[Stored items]
PR #8212, opened 2024-05-23
Image verification for namespaced policies

harche:
#### What type of PR is this?

/kind feature

Adds support for verification using namespaced policies during container creation. 

None

```release-note
Add support for validating signatures on container creation. Now, if there is a namespaced policy in the `signature_policy_dir`, CRI-O will validate the signature defined in `signature_policy_dir`/`NS`.json for pods in namespace `NS`
```

### DIFF
--- a/internal/storage/image.go
+++ b/internal/storage/image.go
@@ -183,8 +183,8 @@ type ImageServer interface {
 	// - ctx: The context for controlling the function's execution
 	// - systemContext: server's system context for the given namespace
 	// - imageName: A RegistryImageReference that identifies the container image
-	// - localManifestDigest: The digest of the local image
-	IsRunningImageAllowed(ctx context.Context, systemContext *types.SystemContext, imageName RegistryImageReference, localManifestDigest digest.Digest) error
+	// - imageID: A StorageImageID of the image
+	IsRunningImageAllowed(ctx context.Context, systemContext *types.SystemContext, imageName RegistryImageReference, imageID StorageImageID) error
 }
 
 func parseImageNames(image *storage.Image) (someName *RegistryImageReference, tags []reference.NamedTagged, digests []reference.Canonical, err error) {
@@ -474,7 +474,7 @@ func (svc *imageService) imageStatus(systemContext *types.SystemContext, unstabl
 	return &result, nil
 }
 
-func (svc *imageService) IsRunningImageAllowed(ctx context.Context, systemContext *types.SystemContext, imageName RegistryImageReference, localManifestDigest digest.Digest) error {
+func (svc *imageService) IsRunningImageAllowed(ctx context.Context, systemContext *types.SystemContext, imageName RegistryImageReference, imageID StorageImageID) error {
 	policy, err := signature.DefaultPolicy(systemContext)
 	if err != nil {
 		return fmt.Errorf("get default policy: %w", err)
@@ -491,7 +491,7 @@ func (svc *imageService) IsRunningImageAllowed(ctx context.Context, systemContex
 		}
 	}()
 
-	if err := svc.checkSignature(ctx, systemContext, policyContext, imageName, localManifestDigest); err != nil {
+	if err := svc.checkSignature(ctx, systemContext, policyContext, imageName, imageID); err != nil {
 		return fmt.Errorf("checking signature of %q: %w", imageName, err)
 	}
 
@@ -500,23 +500,19 @@ func (svc *imageService) IsRunningImageAllowed(ctx context.Context, systemContex
 	return nil
 }
 
-func (svc *imageService) checkSignature(ctx context.Context, sys *types.SystemContext, policyContext *signature.PolicyContext, imageName RegistryImageReference, localManifestDigest digest.Digest) error {
+func (svc *imageService) checkSignature(ctx context.Context, sys *types.SystemContext, policyContext *signature.PolicyContext, imageName RegistryImageReference, imageID StorageImageID) error {
 	userIdentityRef, err := docker.NewReference(imageName.Raw())
 	if err != nil {
 		return fmt.Errorf("creating docker:// reference for %q: %w", imageName.Raw().String(), err)
 	}
 
-	storeNamedReference, err := reference.WithDigest(reference.TrimNamed(imageName.Raw()), localManifestDigest)
+	storageRef, err := imageID.imageRef(svc)
 	if err != nil {
-		return fmt.Errorf("creating a digested storage reference for %q + %q: %w", imageName.Raw().String(), localManifestDigest, err)
+		return fmt.Errorf("creating containers-storage: reference for %v: %w", storageRef, err)
 	}
-	storageRefWithoutID, err := istorage.Transport.NewStoreReference(svc.store, storeNamedReference, "")
-	if err != nil {
-		return fmt.Errorf("creating containers-storage: reference for %v: %w", storageRefWithoutID, err)
-	}
-	log.Debugf(ctx, "Created storageRefWithoutID = %q", transports.ImageName(storageRefWithoutID))
+	log.Debugf(ctx, "Created storageRef = %q", transports.ImageName(storageRef))
 
-	storageSource, err := storageRefWithoutID.NewImageSource(ctx, sys)
+	storageSource, err := storageRef.NewImageSource(ctx, sys)
 	if err != nil {
 		return fmt.Errorf("creating image source for local store image: %w", err)
 	}
--- a/internal/storage/image.go
+++ b/internal/storage/image.go
@@ -615,9 +615,10 @@ type pullImageArgs struct {
 }
 
 type pullImageOutputItem struct {
-	Progress          *types.ProgressProperties `json:",omitempty"`
-	Result            string                    `json:",omitempty"` // If not "", in the format of transport.ImageName()
-	CanonicalImageRef reference.Canonical       `json:",omitempty"`
+	Progress *types.ProgressProperties `json:",omitempty"`
+	Result   string                    `json:",omitempty"` // If not "", in the format of transport.ImageName()
+	Name     string                    `json:",omitempty"`
+	Digest   digest.Digest             `json:",omitempty"`
 }
 
 func pullImageChild() {
@@ -662,7 +663,8 @@ func pullImageChild() {
 		fmt.Fprintf(os.Stderr, "%v", err)
 		os.Exit(1)
 	}
-	output <- pullImageOutputItem{Result: transports.ImageName(destRef), CanonicalImageRef: canonicalRef}
+
+	output <- pullImageOutputItem{Result: transports.ImageName(destRef), Name: canonicalRef.Name(), Digest: canonicalRef.Digest()}
 
 	close(output)
 	<-outputWritten
@@ -756,9 +758,15 @@ func (svc *imageService) pullImageParent(ctx context.Context, imageName Registry
 				break
 			}
 
-			if item.CanonicalImageRef != nil {
-				canonicalRef = item.CanonicalImageRef
+			named, err := reference.ParseNamed(item.Name)
+			if err != nil {
+				break
 			}
+			canonicalRef, err = reference.WithDigest(named, item.Digest)
+			if err != nil {
+				break
+			}
+
 			if item.Progress != nil && progress != nil {
 				progress <- *item.Progress
 			}
--- a/internal/storage/image.go
+++ b/internal/storage/image.go
@@ -15,7 +15,10 @@ import (
 	"time"
 
 	"github.com/containers/image/v5/copy"
+	"github.com/containers/image/v5/docker"
 	"github.com/containers/image/v5/docker/reference"
+	cimage "github.com/containers/image/v5/image"
+	"github.com/containers/image/v5/manifest"
 	"github.com/containers/image/v5/pkg/shortnames"
 	"github.com/containers/image/v5/signature"
 	istorage "github.com/containers/image/v5/storage"
@@ -30,7 +33,9 @@ import (
 	digest "github.com/opencontainers/go-digest"
 	specs "github.com/opencontainers/image-spec/specs-go/v1"
 	"github.com/sirupsen/logrus"
+	crierrors "k8s.io/cri-api/pkg/errors"
 
+	"github.com/cri-o/cri-o/internal/log"
 	"github.com/cri-o/cri-o/internal/storage/references"
 	"github.com/cri-o/cri-o/pkg/config"
 )
@@ -38,6 +43,11 @@ import (
 const (
 	minimumTruncatedIDLength = 3
 )
+
+//nolint:gochecknoinits // Init function is intentional here.
+func init() {
+	reexec.Register("crio-pull-image", pullImageChild)
+}
 
 // ImageResult wraps a subset of information about an image: its ID, its names,
 // and the size, if known, or nil if it isn't.
@@ -133,7 +143,17 @@ type ImageServer interface {
 	// for further analysis. Call Close() on the resulting image.
 	PrepareImage(systemContext *types.SystemContext, imageName RegistryImageReference) (types.ImageCloser, error)
 	// PullImage imports an image from the specified location.
-	PullImage(ctx context.Context, imageName RegistryImageReference, options *ImageCopyOptions) (types.ImageReference, error)
+	//
+	// Arguments:
+	// - ctx: The context for controlling the function's execution
+	// - imageName: A RegistryImageReference representing the image to be pulled
+	// - options: Pointer to ImageCopyOptions, which contains various options for the image copy process
+	//
+	// Returns:
+	// - types.ImageReference: The reference to the pulled image
+	// - reference.Canonical: A canonical reference to the image, typically including the digest
+	// - error: An error object if pulling the image fails, otherwise nil
+	PullImage(ctx context.Context, imageName RegistryImageReference, options *ImageCopyOptions) (types.ImageReference, reference.Canonical, error)
 
 	// DeleteImage deletes a storage image (impacting all its tags)
 	DeleteImage(systemContext *types.SystemContext, id StorageImageID) error
@@ -156,6 +176,15 @@ type ImageServer interface {
 
 	// UpdatePinnedImagesList updates pinned and pause images list in imageService.
 	UpdatePinnedImagesList(imageList []string)
+
+	// IsRunningImageAllowed verifies if running of the container image is allowed.
+	//
+	// Arguments:
+	// - ctx: The context for controlling the function's execution
+	// - systemContext: server's system context for the given namespace
+	// - imageName: A RegistryImageReference that identifies the container image
+	// - localManifestDigest: The digest of the local image
+	IsRunningImageAllowed(ctx context.Context, systemContext *types.SystemContext, imageName RegistryImageReference, localManifestDigest digest.Digest) error
 }
 
 func parseImageNames(image *storage.Image) (someName *RegistryImageReference, tags []reference.NamedTagged, digests []reference.Canonical, err error) {
@@ -445,6 +474,92 @@ func (svc *imageService) imageStatus(systemContext *types.SystemContext, unstabl
 	return &result, nil
 }
 
+func (svc *imageService) IsRunningImageAllowed(ctx context.Context, systemContext *types.SystemContext, imageName RegistryImageReference, localManifestDigest digest.Digest) error {
+	policy, err := signature.DefaultPolicy(systemContext)
+	if err != nil {
+		return fmt.Errorf("get default policy: %w", err)
+	}
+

**About this exercise:**
Wherever the string "creating" appears in the records above, copy the line it sits in.

**Output:**
 		return fmt.Errorf("creating docker:// reference for %q: %w", imageName.Raw().String(), err)
-		return fmt.Errorf("creating a digested storage reference for %q + %q: %w", imageName.Raw().String(), localManifestDigest, err)
+		return fmt.Errorf("creating containers-storage: reference for %v: %w", storageRef, err)
-		return fmt.Errorf("creating containers-storage: reference for %v: %w", storageRefWithoutID, err)
 		return fmt.Errorf("creating image source for local store image: %w", err)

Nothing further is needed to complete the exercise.